> WORK TO COMPLETE
Within the records below, filter for lines carrying the word "raspberrypi" and copy them.

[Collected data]
┄┄┄┄┄┄

PR #94, opened 2023-10-24
Update firmware for Data Length Extension fix

### LINKED ISSUE #93: Bluetooth Data Length Extensions (DLE) not working properly
We need updated firmware to fix this issue https://github.com/raspberrypi/pico-sdk/issues/1465
The fix improves performance.

peterharperuk:
Bluetooth LE DLE does not work. This updated firmware fixes the problem. See https://github.com/raspberrypi/pico-sdk/issues/1465

Fixes #93


peterharperuk:
I've tested this. Seems to work.

dpgeorge:
Thanks for this.

Does the BT firmware have a version number that we can record somewhere, for reference?

I will do some tests with this new firmware.

peterharperuk:
Hi, it's CYW4343A2_001.003.016.0065.0000_Generic_SDIO_37MHz_wlbga_BU_RPI_dl_signed. I'll add the version to the source file as a comment in future.

Note that we're hoping to get some more fixes soonish if you want to hold off testing until they arrive. Micropython doesn't enable DLE support in btstack - maybe I should push a fix for that? We'll be changing the pico-examples to enable DLE support in the next release.

matsobdev:
Hi! I was playing with this firmware and noticed one thing. There is a vendor specific command: "Set_Transmit_Power" (0xFC26) that apparently changes TX power. With a handle parameter of 0xFE it changes TX power for LE advertisements. But there is an odd behaviour when it doesn't accept valid values, and after cycling through other values it accepts that previous good but discarded at the beginning. Status code 0x00 - success, 0x30 - value out of range. I've made USB serial <-> CYW43439 HCI bridge on Pico W, so it can be connected to AIROC™ Bluetooth® Test and Debug Tool (CYW43439 is supported by this app according to its manual) or just a terminal. Output below:

capture_17032024_212843

Log from ABTaDT: [airocbluetoothtoolHciLog_2024_03_17_21_58_19.txt](https://github.com/georgerobotics/cyw43-driver/files/14628941/airocbluetoothtoolHciLog_2024_03_17_21_58_19.txt)

Other thing with adv (might be a wrong issue, but might be firmware related) is that connectable unidirected adv working good for interval (both min and max) about 100 ms. 150, 200 ms will produce about 800 ms (according to nRF Connect app on the phone). Default value of 0x800 slots = 1280 ms will give scanned interval of 6500 ms highly variable. Non-connectable unidirected adv both high and low values of intervals (min and max the same) acts predictable as scanned with nRF Connect.

peterharperuk:
Sorry @matsobdev I don't really understand the point you're making. Are you saying there's a regression in this firmware?

matsobdev:
Sorry, I was wrong, first is not caused by new firmware (or maybe it is) since old one behaves the same (so maybe still firmware related), it might be ROM issue if it is one. But no, there is no regression. It is stable. The deal is, there is a power table, and values -16, -12, -8, -4, 0, 4, 8, 12 dBm  are right ones. If applied they change RSSI level at receiving end. But still incrementing up from -16 to 8 by one, every value is accepted (0x00 success code), as well as decrementing from 8 to -16 by one. Setting value to 9, 10, 11, 12 changes TX power to the same level (same RSSI), they are all accepted (0x00 - success). But now there is only way to go down one by one, ex. from 10 to 9 (success code), but from 10 to 11 or 12 (error code 0x30 - value out of range). To 'unlock', changing to 8 or lower right one and then going to 11 ot 12 is accepted. I guess it is a bit of an off topic here and if values from -16 to 12 in steps of 4 are legit one, then poking it with other values is not a good idea after all, but still kind of an interesting behaviour. I guess it is the way it is.

Second one with adv intervals manifest also in older firmware, so maybe issue on Pico SDK will be a better place for it. It is not related to BTstack - it happens with or without it.

peterharperuk:
@dpgeorge My earlier optimism that we might get some more fixes to the firmware seems to have been misguided. We might want this DLE fix after all. I will test again and remove the draft label.

dpgeorge:
@peterharperuk do you want to get this fix in?  I can run our standard test suite, but that won't test DLE.

peterharperuk:
I've revived this and retested it. I re-ran the Micropython tests and see no change as far as I can tell. It would be nice to merge it if possible.

shermp:
Hi, is there any chance this could be merged so it can be included in the Pico SDK? Having to patch the SDK driver is getting rather annoying, and the fix does work.

dpgeorge:
Sorry, I didn't realise this was ready to go in now.

I have tested it on a Pico 2 W, running the MicroPython BLE multitests.  It passes.

dpgeorge (approved):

┄┄┄┄┄┄

> SOLVED PROBLEM
We need updated firmware to fix this issue https://github.com/raspberrypi/pico-sdk/issues/1465
Bluetooth LE DLE does not work. This updated firmware fixes the problem. See https://github.com/raspberrypi/pico-sdk/issues/1465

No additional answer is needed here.